I hope they've been paying attention to how Abnett and Aaron have writing Space Marines as more than just oversized humans but as fundamentally transhuman. Its nice to see those 2 along with Cris Wraight building a cohesive world. I've noticed those three have been building and developing a coherent perspective of 40k. 

I'd like to see the recent consistency continued.


----------



## Lord of the Night (Nov 18, 2009)

Anakwanar said:


> No - sorry mate, Vengeful spirit - will be released this winter (100%)


Well considering this interview with McNeill says he is still working on VS, I doubt we'll be seeing it this year. And since Mal is right and Scars is listed as Book 28 in the list and is actually finished, I rather think it will be next. That's based on the facts we see, not one posters claim.

http://www.starburstmagazine.com/features/interviews/6467-interview-graham-mcneil-lords-of-mars


Some info on Vengeful Spirit from this interview for those interested.



Graham McNeill said:


> Currently I am working on Vengeful Sprit, which is a Sons of Horus centric novel.

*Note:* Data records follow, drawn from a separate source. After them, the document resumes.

PR #1552, opened 2025-10-08
SY-3114: Build Binaries Workflow

sy-nico:
# Pull Request
[SY-3114](https://linear.app/synnax/issue/SY-3114/build-binaries-workflow)

Used to quickly build any binary for any OS on any branch - hassle-free!
This is a baby step towards "chaining" or "importing" workflow steps (not sure what is possible yet) so that we can use built artifacts efficiently.

- Easily extended for future workflow_calls
- Input Validation 
   - Fails if no OSes selected 
   - Fails if no binaries selected
- Core build tags automatically generated based on inputs
- Builds for Mac OS

### DIFF
--- a/.github/workflows/build.binaries.yaml
+++ b/.github/workflows/build.binaries.yaml
@@ -137,20 +137,30 @@ jobs:
           bazel --output_user_root=C:/tmp build --enable_platform_specific_config -c opt
           --announce_rc //driver
 
+      - name: Rename Driver Binary
+        if: inputs.driver
+        shell: bash
+        run: |
+          mv bazel-bin/driver/driver${{ matrix.executable }} bazel-bin/driver/synnax-driver-v${{ needs.setup.outputs.VERSION }}${{ matrix.executable }}
+
       - name: Upload Driver Binary as Artifact
         if: inputs.driver
         uses: actions/upload-artifact@v4
         with:
-          name: synnax-driver-${{ matrix.binary-suffix }}
-          path: bazel-bin/driver/driver${{ matrix.executable }}
+          name:
+            synnax-driver-v${{ needs.setup.outputs.VERSION }}-${{ matrix.binary-suffix
+            }}
+          path:
+            bazel-bin/driver/synnax-driver-v${{ needs.setup.outputs.VERSION }}${{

It brings the Warmaster back into centre frame, because for a while we’ve been telling stories about the other Primarchs. What the Warmaster was doing is something that we don’t know an awful lot about. We’ve spent a lot of time figuring out what the major characters have been doing, and it’s about time to remind the readers why it’s his name on the series title. The book will bring him front and centre to the Heresy and remind the readers just how terrifying The Sons of Horus are when they make war.


Does sound good, I especially like the idea of seeing the Sons of Horus again and how terrifying they can be in battle.


LotN


----------



## Anakwanar (Sep 26, 2011)

> Well considering this interview with McNeill says he is still working on VS, I doubt we'll be seeing it this year.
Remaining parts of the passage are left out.